>>

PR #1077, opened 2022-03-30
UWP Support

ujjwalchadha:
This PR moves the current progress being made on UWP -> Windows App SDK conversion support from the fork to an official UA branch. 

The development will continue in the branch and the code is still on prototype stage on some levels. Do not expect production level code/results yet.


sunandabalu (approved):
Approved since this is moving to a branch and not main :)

<<

§ **What needs to be done**:
Output every line above without altering anything.

§ **Output for this exercise**:
PR #1077, opened 2022-03-30
UWP Support

ujjwalchadha:
This PR moves the current progress being made on UWP -> Windows App SDK conversion support from the fork to an official UA branch. 

The development will continue in the branch and the code is still on prototype stage on some levels. Do not expect production level code/results yet.


sunandabalu (approved):
Approved since this is moving to a branch and not main :)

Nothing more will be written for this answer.